"#320. Lua next" appears in one line of the listing below; retype that line and every later line exactly, stopping at the end, and nothing else.

Data in this exercise Block Start

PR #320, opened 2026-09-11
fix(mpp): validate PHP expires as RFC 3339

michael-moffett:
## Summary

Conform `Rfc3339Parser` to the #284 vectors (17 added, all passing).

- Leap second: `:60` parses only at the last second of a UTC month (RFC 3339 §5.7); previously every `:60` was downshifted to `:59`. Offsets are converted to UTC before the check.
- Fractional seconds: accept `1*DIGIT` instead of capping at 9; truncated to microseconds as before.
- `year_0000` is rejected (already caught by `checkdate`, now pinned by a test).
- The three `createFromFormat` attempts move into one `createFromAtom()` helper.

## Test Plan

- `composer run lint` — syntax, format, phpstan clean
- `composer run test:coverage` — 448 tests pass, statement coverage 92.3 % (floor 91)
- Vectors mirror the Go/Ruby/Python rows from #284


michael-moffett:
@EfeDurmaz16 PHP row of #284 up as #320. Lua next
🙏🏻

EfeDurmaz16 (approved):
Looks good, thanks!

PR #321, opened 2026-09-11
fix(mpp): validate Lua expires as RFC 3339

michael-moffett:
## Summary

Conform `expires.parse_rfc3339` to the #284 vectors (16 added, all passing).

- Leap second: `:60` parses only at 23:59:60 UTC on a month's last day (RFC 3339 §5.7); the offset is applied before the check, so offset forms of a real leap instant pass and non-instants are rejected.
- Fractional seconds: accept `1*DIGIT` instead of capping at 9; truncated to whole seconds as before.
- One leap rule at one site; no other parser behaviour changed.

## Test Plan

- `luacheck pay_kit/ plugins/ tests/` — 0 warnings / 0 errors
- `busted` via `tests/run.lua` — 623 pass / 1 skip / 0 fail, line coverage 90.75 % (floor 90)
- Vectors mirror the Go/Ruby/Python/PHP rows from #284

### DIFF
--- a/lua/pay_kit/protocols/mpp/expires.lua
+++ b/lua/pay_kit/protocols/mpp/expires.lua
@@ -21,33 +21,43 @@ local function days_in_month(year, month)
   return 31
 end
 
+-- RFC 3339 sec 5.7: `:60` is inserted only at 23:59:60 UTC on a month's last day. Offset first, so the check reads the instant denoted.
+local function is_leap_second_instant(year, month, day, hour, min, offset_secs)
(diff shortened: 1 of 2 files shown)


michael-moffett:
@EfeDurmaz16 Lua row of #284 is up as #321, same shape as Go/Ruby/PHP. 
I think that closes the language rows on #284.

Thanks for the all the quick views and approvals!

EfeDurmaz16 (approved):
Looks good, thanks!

Data in this exercise Block End

Solution below =>
@EfeDurmaz16 PHP row of #284 up as #320. Lua next
🙏🏻

EfeDurmaz16 (approved):
Looks good, thanks!

PR #321, opened 2026-09-11
fix(mpp): validate Lua expires as RFC 3339

michael-moffett:
## Summary

Conform `expires.parse_rfc3339` to the #284 vectors (16 added, all passing).

- Leap second: `:60` parses only at 23:59:60 UTC on a month's last day (RFC 3339 §5.7); the offset is applied before the check, so offset forms of a real leap instant pass and non-instants are rejected.
- Fractional seconds: accept `1*DIGIT` instead of capping at 9; truncated to whole seconds as before.
- One leap rule at one site; no other parser behaviour changed.

## Test Plan

- `luacheck pay_kit/ plugins/ tests/` — 0 warnings / 0 errors
- `busted` via `tests/run.lua` — 623 pass / 1 skip / 0 fail, line coverage 90.75 % (floor 90)
- Vectors mirror the Go/Ruby/Python/PHP rows from #284

### DIFF
--- a/lua/pay_kit/protocols/mpp/expires.lua
+++ b/lua/pay_kit/protocols/mpp/expires.lua
@@ -21,33 +21,43 @@ local function days_in_month(year, month)
   return 31
 end
 
+-- RFC 3339 sec 5.7: `:60` is inserted only at 23:59:60 UTC on a month's last day. Offset first, so the check reads the instant denoted.
+local function is_leap_second_instant(year, month, day, hour, min, offset_secs)
(diff shortened: 1 of 2 files shown)


michael-moffett:
@EfeDurmaz16 Lua row of #284 is up as #321, same shape as Go/Ruby/PHP. 
I think that closes the language rows on #284.

Thanks for the all the quick views and approvals!

EfeDurmaz16 (approved):
Looks good, thanks!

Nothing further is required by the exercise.